Medication Abortion Offered on Campus: A Legitimate Need?
Whether you choose to call it “pro-abortion” or “pro-choice,” the view about how available abortion should be is one of controversy, debate, and wavering support across the country.
Despite the current presidential administration’s blatant opposition to allowing legal abortion, a group of UC Berkeley students from Students United for Reproductive Justice, or SURJ, are working to make medication abortion available at all California public universities. After meeting with undergraduate student and co-director of SURJ, Marandah Rain Field-Elliot, it seems that on-campus medication abortion is not only necessary, but also possible.
Medication abortion is a two-pill procedure that terminates a pregnancy up to the first trimester. These pills are much simpler and less invasive than surgical abortion, and, as Field-Elliot puts it, “safer than Viagra.”
Additionally, Field-Elliot mentions how convenient the service would be. Both pills are taken in the patient room, which would eliminate the need for students to travel to external clinics.
In addition to its safety and convenience, Berkeley’s Tang Center already has the staff and resources to offer ultrasounds and pregnancy testing. With 519 students at the University of California and California State University systems seeking abortions every month, this is a health issue that affects many people and therefore needs to be addressed.
So, if it’s such a simple, high-demand service for students, then why doesn’t UC Berkeley’s Tang Center offer it to students?
Its initial response was cost. The Tang Center requested $120,000 once per year for two years, claiming that offering the medication abortion would require an additional full-time security guard and a public relations employee. When Field-Elliot and the SURJ students secured the funding to support that cost request, the Tang Center countered with a request for $5 million, attributing the increased expenses to greater security needs after President Trump’s election.
Ultimately, Field-Elliot shares that they have the funding to support their efforts. Yet, she believes UC Berkeley’s lack of cooperation comes down to political concerns, as they may deal with pushback as the first university in the country to offer on-campus abortion.

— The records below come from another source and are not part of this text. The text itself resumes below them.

PR #1185, opened 2026-09-07
The shared-flag floor follows the consolidation it counts

bjmeetsfo:
`test_the_scan_still_finds_shared_flags` asserts the scan finds at least EXPECTED_SHARED_FLOOR flags
read from more than one production site. It finds 14 and the floor says 15, so it fails on main --
and because the suite runs against a recorded baseline, it then fails on every open branch as a new
failure on work that never touched it.

Nothing is broken. The number counts flags read from MORE THAN ONE site, so consolidating a
duplicate reader lowers it by design, and two merges just did:

  * #1171 removed four time-index builders nothing called. One held the second read of
    MATRIXARK_CONTEXT_EVENT_TIME_INDEX_FULL_PAYLOAD.
  * #1182 removed thirty-seven functions written out twice. One held the second read of
    MATRIXARK_SEGMENT_PROVIDER_FALLBACK.

Both flags are still read. Each is now read once, which is what both merges were for.

Lowering the floor is what this guard expects rather than a weakening of it: the comment beside it
already records twenty-one when it was written and fifteen afterwards. This makes it fourteen and
writes down the part that was missing -- that a change removing a duplicate reader should lower it in
the same change, because leaving it stale does not fail that change, it fails everybody else's.

The guard keeps doing its job. It exists so a scan that quietly stops matching fails loudly instead
of reporting that every remaining reader agrees, and `test_no_two_readers_disagree` still passes on
the fourteen it finds.

### DIFF
--- a/tools/test_flag_readers_agree.py
+++ b/tools/test_flag_readers_agree.py
@@ -45,9 +45,21 @@ _ENV_BOOL = re.compile(
     r'env_bool\(\s*["\']([A-Z][A-Z0-9_]{3,})["\']\s*,\s*(True|False)\s*\)')
 ONE_VOCABULARY = ("<env_bool>",)
 
-# Twenty-one when this was written. Asserted so a scan that stops matching fails rather than
-# reporting that every reader agrees.
-EXPECTED_SHARED_FLOOR = 15
+# Twenty-one when this was written, fifteen a while later, fourteen now. Asserted so a scan that
+# stops matching fails rather than reporting that every reader agrees.
+#
+# This counts flags read from MORE THAN ONE production site, so it falls whenever a duplicate reader
+# is consolidated away -- which is work being done deliberately, not damage. The last two both came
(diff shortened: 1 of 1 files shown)


bjmeetsfo:
Superseded, and by a better version than this one. main already sets the floor to 14, and its note names the cause precisely -- mx#1171 removing `matrixark_mcp_event_keys.context_event_time_index_entries`, the second production reader of MATRIXARK_CONTEXT_EVENT_TIME_INDEX_FULL_PAYLOAD -- along with the rule that each step down needs a named cause. That is what this branch was for, so it has nothing to add.

One measured detail its record does not yet cover, in case it is useful: the set also lost MATRIXARK_SEGMENT_PROVIDER_FALLBACK, whose second reader was `matrixark_mcp_segments.py:55`, removed by mx#1182. Scanning at main~8 finds 16 shared flags, at main~4 finds 15, and now 14 -- two steps, not one.

PR #1193, opened 2026-09-07
A datanode URL with no scheme is discarded, host and port

bjmeetsfo:
`urlparse("datanode:9000")` reads `datanode` as the **scheme** and leaves the netloc empty, so both `hostname` and `port` come back empty and the defaults win:

```
configured  MATRIXARK_DATANODE_URL=datanode:9000
the gateway talks to  127.0.0.1:17102
```

The configured host **and** port are discarded, and nothing said so.

It is not a failure anybody sees. `127.0.0.1:17102` is a plausible address: on a box where something answers there, the deployment appears to work against the wrong datanode; where nothing answers, the readiness checklist reports *"The gateway could not connect to the datanode"* and tells the reader to check that their datanode process is running — which it is, at the address they configured and the gateway never used.

## What changes

- the parse is one named function, `datanode_target()`. It was three lines inside `GatewayConfig.__init__`, and the snapshot needs the same answer — a second copy would be a second thing to be wrong, which is how the connection and the report come to disagree.
- the model snapshot carries `datanode_address`: what was **configured**, what is **effective**, and whether the URL was usable.
- a warning fires only when a URL was set and yielded no host, naming the value, the address calls are actually going to, and the remedy.

| configured | effective | warned |
|---|---|---|
| `http://datanode:9000` | `http://datanode:9000` | no |
| `datanode:9000` | `datanode://127.0.0.1:17102` | **yes** |
| *(unset)* | `http://127.0.0.1:17102` | no — that is the documented default |

**The fallback is deliberately unchanged.** Pointing the connection at the host the operator wrote would move live traffic on the strength of a string that has never parsed successfully. Saying where the calls are actually going is the part that is unambiguously right, and it makes the misconfiguration obvious in one line. Redirecting can be a separate decision.

## Mutations

Eleven tests. Each of these reddens at least one:

| mutation | reddens |
|---|---|
| the snapshot stops reporting the address | `test_a_good_url_reports_itself` |
| it always calls the URL usable | `test_a_url_with_no_scheme_yields_no_host` |
| the warning never fires | `test_the_warning_names_the_value_the_address_and_the_remedy` |
| it warns on a good URL too | `test_a_usable_url_is_not_warned_about` |
| the warning stops naming the remedy | `test_the_warning_names_the_value_the_address_and_the_remedy` |
| the warning stops naming where calls go | `test_the_warning_names_the_value_the_address_and_the_remedy` |
| the config object parses it separately again | `test_the_config_object_uses_it` |
| a malformed port raises again | `test_a_malformed_port_does_not_raise` |

That last one is a real edge the inline version had: `urlparse().port` **raises** `ValueError` on a bad port rather than returning `None`, and this runs while a request is being served.

### DIFF
--- a/tools/matrixark_v1_gateway.py
+++ b/tools/matrixark_v1_gateway.py
@@ -412,10 +412,8 @@ class GatewayConfig:
         # Enforced-mode hashed keystore: {api_key_hash -> {tenant_id, account_id}}.
         self.hashed_keys: dict[str, Json] = fields.get("hashed_keys", {})
         # Datanode blob target, parsed for the http.client proxy.
-        parsed = urlparse(str(self.datanode_url))
-        self.blob_scheme = parsed.scheme or "http"
-        self.blob_host = parsed.hostname or "127.0.0.1"
-        self.blob_port = parsed.port or (443 if self.blob_scheme == "https" else 17102)
+        self.blob_scheme, self.blob_host, self.blob_port, self.datanode_url_usable = \
+            datanode_target(self.datanode_url)
         # Injectable so tests can proxy without a network; production builds an http.client conn.
         self.blob_connection_factory: Callable[["GatewayConfig"], Any] = fields.get(
             "blob_connection_factory", _default_blob_connection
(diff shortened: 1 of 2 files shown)


bjmeetsfo:
@superhaiou merged - flagging for awareness, no action needed. A datanode URL with no scheme is discarded, host and port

Field-Elliot and the other SURJ students’ efforts are not only getting financial support but also political support at the California Senate level. California State Senator Connie Leyva introduced SB 320, which would guarantee that students have access to medication abortion in their first 10 weeks of pregnancy. The bill will be presented to the State Assembly this summer and, according to recent national polls, 66% of Californians currently support it.
The process has not been smooth. “It’s like a balancing act,” says Field-Elliot. “For the legislators, we want them to know that this is a legacy-making bill. This can catalyze one of the biggest gains in abortion access that we’ve seen in the past 20 years … but for schools, we want them to know that it’s not actually that big of a deal. If we’re just implementing this into primary care and if we’re implementing it into 30 campuses at the same time, they will likely not see a big catastrophic response.”
Kaitlyn Trevino, a UC Berkeley undergraduate student, exemplifies the critical need for this abortion service on campuses, as opposed to the current method of referring students to outside clinics. On top of dealing with the emotional instability of her unexpected pregnancy, Trevino also struggled to navigate being a full-time student.
Trevino endured overnight, costly stays in an emergency room, missed two internship shifts, resorted to having personal conversations with her employer, and ultimately dealt with navigating public transportation to an off-campus clinic. These obstacles and gatekeeping techniques challenge students’ access to medication abortion, which need to be utilized in a timely manner to be effective.
The stress of inaccessible abortion on top of the heap of demands that comes with being a university student is a clear public health issue. With students facing pressure to succeed academically and professionally, to balance their finances, and to take care of their own personal lives, the university should at least support students’ sexual health needs. Making pills accessible from the comfort and convenience of the school’s health center is a feasible way campus administration can support the health and well-being of its students.